Start of MATERIAL PROVIDED

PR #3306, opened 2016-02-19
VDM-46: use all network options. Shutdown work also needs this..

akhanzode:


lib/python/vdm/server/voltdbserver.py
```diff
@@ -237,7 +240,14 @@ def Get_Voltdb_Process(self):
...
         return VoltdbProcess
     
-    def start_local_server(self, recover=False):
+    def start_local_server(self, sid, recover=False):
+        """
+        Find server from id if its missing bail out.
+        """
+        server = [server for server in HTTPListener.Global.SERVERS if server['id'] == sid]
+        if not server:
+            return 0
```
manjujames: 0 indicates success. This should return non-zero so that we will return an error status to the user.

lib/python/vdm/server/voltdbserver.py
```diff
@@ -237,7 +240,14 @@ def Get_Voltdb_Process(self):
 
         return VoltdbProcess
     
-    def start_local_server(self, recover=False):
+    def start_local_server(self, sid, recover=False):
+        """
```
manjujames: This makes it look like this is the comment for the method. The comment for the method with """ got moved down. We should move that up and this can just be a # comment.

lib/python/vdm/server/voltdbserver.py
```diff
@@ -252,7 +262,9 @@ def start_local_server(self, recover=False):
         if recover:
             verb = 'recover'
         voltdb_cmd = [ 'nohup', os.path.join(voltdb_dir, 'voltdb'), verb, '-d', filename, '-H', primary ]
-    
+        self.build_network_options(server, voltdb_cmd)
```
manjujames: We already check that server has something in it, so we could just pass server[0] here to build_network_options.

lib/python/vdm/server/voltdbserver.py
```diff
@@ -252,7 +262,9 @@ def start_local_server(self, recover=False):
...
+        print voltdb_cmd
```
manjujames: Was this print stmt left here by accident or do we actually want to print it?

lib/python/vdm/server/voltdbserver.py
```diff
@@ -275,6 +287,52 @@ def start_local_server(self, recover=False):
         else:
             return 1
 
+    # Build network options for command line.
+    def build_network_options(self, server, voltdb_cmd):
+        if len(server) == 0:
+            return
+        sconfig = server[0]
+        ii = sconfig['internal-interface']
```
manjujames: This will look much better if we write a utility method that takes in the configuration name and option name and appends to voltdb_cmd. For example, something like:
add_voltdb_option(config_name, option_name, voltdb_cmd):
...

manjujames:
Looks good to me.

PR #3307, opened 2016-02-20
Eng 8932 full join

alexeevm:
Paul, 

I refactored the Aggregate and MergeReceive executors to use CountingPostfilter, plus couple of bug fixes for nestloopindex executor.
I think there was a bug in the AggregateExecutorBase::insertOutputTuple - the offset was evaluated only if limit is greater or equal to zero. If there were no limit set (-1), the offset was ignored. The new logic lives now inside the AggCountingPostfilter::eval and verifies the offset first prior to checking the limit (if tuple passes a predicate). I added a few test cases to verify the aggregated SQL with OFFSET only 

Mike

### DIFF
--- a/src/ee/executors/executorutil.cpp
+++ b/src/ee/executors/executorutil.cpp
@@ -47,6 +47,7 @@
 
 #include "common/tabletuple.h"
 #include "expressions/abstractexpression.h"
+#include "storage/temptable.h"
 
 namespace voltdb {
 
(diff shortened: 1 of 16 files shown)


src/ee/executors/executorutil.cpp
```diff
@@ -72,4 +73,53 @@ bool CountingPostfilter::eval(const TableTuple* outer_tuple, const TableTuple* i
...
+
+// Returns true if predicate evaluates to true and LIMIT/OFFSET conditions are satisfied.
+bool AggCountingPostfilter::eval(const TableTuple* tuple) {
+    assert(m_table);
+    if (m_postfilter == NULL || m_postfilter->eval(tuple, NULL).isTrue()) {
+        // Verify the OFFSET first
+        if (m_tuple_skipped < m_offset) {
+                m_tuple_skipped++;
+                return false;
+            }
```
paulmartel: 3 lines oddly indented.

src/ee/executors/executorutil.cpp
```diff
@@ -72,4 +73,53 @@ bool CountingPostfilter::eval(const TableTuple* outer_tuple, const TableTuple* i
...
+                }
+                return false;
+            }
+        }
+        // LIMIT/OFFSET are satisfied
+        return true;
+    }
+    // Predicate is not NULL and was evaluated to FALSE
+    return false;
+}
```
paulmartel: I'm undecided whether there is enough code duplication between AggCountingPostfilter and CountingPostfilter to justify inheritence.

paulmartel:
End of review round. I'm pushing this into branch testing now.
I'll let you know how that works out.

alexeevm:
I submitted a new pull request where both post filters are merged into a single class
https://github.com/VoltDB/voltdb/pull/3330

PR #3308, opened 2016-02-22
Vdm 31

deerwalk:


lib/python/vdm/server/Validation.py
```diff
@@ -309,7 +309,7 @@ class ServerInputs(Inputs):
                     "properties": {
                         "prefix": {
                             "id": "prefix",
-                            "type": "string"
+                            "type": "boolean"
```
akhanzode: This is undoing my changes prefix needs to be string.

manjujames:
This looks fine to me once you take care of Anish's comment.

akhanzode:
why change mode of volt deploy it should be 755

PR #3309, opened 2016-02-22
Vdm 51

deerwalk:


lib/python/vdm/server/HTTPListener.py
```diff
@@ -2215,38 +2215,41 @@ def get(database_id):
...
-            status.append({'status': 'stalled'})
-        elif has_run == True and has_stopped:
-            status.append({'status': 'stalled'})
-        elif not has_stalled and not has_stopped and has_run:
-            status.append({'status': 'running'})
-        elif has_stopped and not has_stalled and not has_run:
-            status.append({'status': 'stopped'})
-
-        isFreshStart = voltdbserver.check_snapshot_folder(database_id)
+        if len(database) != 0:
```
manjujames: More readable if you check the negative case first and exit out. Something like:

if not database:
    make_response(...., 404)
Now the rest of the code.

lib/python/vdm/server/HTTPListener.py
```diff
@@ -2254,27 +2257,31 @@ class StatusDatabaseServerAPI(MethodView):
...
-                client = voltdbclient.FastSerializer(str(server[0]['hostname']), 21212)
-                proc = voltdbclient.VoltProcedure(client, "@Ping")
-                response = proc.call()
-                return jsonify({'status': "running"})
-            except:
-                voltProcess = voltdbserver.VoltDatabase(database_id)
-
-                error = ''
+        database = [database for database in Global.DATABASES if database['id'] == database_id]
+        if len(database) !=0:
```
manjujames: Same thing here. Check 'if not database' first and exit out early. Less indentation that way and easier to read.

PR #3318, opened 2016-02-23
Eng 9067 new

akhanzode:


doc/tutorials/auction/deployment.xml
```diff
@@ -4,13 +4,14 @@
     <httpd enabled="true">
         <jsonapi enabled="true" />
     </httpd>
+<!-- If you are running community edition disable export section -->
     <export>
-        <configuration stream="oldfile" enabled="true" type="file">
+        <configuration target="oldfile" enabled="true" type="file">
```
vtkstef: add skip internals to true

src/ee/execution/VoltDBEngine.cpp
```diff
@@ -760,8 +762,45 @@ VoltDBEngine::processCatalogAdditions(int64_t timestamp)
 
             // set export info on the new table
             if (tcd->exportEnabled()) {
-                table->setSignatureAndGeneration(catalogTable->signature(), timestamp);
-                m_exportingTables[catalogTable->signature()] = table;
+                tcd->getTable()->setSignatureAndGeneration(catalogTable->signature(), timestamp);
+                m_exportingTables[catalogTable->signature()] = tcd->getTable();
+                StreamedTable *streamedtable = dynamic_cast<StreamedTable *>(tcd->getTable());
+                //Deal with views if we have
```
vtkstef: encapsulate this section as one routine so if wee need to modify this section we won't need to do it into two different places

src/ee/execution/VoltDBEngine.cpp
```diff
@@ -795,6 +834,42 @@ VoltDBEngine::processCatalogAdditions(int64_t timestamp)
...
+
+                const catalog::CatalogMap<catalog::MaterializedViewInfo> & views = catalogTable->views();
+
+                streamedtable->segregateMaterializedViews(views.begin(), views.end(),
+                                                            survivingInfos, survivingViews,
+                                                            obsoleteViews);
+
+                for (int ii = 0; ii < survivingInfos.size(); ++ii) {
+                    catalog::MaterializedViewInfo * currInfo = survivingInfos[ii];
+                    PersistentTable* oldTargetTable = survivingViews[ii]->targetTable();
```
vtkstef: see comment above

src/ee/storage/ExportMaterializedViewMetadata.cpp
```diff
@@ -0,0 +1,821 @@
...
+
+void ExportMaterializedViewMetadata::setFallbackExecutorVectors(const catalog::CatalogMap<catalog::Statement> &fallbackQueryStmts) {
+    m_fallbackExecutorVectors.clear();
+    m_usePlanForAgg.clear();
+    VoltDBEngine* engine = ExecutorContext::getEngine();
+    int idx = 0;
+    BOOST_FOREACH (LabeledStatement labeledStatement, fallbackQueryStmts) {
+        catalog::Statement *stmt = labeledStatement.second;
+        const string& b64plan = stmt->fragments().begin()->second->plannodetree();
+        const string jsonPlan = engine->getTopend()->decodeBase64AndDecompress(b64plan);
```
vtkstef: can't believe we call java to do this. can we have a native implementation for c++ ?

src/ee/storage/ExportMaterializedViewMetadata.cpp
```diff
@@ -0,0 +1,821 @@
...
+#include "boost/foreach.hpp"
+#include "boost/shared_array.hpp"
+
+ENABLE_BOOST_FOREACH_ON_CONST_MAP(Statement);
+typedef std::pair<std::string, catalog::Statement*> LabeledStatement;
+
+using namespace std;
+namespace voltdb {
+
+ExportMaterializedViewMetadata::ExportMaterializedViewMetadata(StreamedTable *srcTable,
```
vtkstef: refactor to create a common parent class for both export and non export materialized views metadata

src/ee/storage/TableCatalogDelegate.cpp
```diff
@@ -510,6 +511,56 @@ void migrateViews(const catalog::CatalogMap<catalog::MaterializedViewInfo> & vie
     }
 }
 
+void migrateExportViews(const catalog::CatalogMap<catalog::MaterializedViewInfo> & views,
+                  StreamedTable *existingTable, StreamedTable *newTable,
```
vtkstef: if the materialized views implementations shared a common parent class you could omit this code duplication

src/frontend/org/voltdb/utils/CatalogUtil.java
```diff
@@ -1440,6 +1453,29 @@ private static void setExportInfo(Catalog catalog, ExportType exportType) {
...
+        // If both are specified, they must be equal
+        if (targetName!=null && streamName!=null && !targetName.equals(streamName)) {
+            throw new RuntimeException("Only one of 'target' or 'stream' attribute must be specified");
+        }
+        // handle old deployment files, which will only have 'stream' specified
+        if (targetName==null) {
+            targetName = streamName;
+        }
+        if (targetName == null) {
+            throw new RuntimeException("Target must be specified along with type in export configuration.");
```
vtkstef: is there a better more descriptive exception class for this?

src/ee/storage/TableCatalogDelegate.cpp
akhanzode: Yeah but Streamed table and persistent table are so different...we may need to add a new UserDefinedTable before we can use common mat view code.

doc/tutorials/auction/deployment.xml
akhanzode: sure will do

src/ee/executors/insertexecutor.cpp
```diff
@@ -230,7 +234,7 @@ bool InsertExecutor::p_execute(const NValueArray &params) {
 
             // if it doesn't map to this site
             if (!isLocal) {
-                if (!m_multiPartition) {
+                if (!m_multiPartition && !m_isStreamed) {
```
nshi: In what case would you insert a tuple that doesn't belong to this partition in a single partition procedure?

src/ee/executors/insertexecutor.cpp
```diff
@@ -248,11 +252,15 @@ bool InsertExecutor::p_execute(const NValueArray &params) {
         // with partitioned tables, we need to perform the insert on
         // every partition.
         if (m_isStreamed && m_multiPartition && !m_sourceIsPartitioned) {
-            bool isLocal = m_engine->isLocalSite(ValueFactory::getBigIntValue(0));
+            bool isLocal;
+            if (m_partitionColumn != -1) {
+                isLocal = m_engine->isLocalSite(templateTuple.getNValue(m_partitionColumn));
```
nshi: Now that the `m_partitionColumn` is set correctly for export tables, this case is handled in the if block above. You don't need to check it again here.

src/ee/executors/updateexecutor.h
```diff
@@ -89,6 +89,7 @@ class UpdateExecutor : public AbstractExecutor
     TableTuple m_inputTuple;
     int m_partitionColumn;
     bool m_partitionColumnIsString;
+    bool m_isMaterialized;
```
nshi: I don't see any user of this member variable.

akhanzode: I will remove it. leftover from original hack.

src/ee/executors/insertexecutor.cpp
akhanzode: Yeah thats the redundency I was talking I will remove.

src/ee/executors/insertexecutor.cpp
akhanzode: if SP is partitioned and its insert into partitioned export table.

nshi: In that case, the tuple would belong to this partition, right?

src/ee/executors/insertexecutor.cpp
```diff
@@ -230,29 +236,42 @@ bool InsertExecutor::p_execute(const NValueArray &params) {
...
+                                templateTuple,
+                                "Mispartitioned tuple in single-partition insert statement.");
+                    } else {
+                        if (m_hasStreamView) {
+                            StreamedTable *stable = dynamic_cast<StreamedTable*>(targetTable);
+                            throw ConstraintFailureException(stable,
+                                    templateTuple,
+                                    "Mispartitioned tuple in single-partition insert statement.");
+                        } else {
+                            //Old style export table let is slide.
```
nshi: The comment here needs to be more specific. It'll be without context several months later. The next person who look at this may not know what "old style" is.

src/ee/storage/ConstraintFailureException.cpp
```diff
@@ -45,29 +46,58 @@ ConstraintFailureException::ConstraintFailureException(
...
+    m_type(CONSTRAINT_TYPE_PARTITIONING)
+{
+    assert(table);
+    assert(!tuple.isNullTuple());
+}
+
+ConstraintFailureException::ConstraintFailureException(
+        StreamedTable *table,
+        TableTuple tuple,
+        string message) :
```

End of MATERIAL PROVIDED

> YOUR OBJECTIVE
Write only the number of lines in the entries where the string "different" occurs.

> ANSWER TO THE PROBLEM
2